### SUPPLIED DATA

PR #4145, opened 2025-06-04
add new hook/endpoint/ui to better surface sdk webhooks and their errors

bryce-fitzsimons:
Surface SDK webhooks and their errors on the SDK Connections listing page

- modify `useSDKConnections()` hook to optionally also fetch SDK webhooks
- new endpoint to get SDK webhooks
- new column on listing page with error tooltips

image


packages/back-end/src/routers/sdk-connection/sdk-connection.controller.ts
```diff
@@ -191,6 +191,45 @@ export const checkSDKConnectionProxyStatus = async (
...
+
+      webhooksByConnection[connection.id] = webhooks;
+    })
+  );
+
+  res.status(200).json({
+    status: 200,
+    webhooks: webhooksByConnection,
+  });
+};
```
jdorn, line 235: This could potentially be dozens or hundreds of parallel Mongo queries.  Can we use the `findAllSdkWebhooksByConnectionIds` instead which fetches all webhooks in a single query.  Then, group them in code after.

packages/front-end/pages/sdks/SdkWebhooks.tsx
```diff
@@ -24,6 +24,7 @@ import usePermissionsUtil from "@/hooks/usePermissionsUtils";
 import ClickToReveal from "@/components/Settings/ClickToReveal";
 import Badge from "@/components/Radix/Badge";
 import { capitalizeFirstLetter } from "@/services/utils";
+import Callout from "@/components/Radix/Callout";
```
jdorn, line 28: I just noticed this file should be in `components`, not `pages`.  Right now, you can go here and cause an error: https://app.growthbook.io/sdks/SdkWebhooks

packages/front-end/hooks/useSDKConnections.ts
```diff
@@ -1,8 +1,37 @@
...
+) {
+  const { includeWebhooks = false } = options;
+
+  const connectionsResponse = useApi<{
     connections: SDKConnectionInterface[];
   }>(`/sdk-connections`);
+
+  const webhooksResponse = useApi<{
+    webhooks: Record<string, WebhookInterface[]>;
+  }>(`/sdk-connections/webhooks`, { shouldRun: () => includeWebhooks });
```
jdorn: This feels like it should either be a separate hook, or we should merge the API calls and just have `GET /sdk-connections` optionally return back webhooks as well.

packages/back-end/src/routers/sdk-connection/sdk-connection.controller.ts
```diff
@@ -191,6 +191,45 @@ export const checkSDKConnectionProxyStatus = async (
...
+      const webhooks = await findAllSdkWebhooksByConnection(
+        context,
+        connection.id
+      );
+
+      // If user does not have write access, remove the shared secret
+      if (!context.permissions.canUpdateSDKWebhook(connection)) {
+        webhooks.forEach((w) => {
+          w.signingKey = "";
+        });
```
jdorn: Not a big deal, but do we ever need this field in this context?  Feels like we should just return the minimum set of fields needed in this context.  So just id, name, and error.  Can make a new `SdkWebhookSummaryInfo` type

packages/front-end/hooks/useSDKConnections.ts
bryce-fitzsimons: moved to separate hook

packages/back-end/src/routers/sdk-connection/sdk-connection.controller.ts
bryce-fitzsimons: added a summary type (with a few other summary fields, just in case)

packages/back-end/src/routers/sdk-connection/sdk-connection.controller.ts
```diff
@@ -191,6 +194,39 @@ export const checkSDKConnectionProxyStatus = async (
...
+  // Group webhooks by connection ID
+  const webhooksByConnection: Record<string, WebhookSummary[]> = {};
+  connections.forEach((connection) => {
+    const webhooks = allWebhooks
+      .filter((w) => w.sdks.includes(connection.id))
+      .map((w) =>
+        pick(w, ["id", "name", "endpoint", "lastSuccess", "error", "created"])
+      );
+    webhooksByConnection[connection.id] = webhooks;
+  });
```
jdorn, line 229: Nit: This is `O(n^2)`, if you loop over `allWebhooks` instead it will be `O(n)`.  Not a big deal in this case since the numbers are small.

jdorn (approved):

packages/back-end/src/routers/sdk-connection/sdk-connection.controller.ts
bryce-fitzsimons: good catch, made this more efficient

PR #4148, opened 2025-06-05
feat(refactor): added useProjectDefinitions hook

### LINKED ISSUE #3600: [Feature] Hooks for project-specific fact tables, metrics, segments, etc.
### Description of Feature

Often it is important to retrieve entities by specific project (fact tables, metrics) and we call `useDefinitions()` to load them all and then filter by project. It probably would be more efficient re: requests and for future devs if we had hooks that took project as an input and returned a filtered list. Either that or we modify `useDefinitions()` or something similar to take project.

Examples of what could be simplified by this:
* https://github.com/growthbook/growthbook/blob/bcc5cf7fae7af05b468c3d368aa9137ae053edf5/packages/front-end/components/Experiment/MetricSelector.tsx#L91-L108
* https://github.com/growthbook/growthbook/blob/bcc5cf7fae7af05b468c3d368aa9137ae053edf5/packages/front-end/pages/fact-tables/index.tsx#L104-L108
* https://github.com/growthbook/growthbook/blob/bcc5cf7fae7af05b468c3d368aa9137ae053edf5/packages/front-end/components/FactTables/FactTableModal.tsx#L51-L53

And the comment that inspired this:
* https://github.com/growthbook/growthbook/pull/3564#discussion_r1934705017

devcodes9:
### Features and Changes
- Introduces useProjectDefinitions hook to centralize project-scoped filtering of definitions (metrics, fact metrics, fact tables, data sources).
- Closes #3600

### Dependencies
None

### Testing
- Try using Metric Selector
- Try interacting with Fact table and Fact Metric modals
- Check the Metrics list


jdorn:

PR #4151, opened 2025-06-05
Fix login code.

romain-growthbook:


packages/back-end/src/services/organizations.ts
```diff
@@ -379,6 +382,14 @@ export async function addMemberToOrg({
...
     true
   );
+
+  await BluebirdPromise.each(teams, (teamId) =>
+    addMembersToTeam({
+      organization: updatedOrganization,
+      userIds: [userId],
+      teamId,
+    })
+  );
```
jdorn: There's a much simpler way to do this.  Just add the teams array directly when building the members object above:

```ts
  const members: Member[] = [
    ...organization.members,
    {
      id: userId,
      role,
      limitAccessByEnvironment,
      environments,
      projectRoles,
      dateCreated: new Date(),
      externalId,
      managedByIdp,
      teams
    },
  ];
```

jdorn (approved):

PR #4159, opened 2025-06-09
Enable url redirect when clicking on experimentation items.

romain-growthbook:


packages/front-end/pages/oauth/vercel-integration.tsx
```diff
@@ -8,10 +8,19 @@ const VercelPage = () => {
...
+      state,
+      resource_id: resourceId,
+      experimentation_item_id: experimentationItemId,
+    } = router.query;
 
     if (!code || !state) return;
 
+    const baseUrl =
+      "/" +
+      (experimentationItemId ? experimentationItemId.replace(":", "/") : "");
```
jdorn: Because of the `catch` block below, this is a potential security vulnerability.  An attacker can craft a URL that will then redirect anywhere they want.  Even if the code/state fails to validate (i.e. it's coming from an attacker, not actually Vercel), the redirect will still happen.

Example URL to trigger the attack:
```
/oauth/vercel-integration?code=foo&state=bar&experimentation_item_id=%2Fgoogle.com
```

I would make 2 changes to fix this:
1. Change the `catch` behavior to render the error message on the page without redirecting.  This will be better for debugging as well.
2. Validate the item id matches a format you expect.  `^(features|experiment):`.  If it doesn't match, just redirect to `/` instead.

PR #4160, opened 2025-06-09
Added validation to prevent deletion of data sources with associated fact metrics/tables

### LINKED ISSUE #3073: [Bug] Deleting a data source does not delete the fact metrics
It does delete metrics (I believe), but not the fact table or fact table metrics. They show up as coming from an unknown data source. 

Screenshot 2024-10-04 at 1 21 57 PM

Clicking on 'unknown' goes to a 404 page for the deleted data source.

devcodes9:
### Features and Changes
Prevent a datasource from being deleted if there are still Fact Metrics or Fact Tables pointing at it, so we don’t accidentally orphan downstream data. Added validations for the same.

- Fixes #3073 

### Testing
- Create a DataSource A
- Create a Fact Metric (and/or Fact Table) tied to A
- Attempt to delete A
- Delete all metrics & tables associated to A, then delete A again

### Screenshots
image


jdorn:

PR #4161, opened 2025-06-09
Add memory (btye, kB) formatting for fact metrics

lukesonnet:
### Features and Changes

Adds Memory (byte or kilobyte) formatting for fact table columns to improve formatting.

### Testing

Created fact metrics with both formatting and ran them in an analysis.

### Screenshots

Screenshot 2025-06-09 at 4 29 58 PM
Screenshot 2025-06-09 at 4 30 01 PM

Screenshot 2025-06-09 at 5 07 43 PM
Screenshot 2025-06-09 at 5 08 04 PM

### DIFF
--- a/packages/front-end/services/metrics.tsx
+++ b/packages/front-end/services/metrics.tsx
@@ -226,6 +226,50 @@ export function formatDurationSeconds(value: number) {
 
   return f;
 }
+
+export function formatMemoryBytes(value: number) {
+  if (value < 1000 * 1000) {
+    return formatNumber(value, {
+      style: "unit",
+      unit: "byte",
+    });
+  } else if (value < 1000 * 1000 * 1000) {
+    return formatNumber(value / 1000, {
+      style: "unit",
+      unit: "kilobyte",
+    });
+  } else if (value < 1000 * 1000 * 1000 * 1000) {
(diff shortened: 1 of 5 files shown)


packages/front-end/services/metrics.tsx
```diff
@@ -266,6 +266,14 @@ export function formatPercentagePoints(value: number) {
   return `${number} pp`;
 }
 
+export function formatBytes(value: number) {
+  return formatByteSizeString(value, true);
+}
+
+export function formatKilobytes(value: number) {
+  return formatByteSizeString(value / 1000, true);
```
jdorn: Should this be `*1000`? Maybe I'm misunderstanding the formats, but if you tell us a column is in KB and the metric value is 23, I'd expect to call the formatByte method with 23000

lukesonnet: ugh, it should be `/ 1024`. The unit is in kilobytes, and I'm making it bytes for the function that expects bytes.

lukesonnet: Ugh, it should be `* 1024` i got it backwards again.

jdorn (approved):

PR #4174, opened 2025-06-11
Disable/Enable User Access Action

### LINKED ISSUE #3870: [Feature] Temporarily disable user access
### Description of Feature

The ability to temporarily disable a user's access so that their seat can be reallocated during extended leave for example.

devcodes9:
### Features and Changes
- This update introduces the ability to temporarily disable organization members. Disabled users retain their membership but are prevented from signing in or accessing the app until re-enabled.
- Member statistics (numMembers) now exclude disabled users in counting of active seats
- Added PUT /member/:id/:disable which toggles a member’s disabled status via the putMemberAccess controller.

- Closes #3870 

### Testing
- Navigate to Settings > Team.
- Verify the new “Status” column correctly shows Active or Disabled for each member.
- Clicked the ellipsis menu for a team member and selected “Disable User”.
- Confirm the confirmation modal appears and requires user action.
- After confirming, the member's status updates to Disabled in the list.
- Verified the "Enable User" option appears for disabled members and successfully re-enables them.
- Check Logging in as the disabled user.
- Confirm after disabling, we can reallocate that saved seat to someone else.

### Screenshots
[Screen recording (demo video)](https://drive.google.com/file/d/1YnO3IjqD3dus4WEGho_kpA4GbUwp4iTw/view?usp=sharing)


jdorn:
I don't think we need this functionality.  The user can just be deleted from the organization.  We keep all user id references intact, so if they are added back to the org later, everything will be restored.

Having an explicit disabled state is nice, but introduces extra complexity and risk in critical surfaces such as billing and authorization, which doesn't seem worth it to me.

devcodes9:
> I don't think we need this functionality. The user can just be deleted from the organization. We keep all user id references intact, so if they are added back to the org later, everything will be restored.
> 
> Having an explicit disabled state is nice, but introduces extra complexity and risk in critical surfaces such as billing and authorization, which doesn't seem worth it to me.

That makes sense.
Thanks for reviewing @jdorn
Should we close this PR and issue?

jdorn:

######

**DIRECTIONS FOR THIS TASK:** Report how many lines in the records hold the word "need", giving the number and nothing else.

**ANSWER BELOW:** 3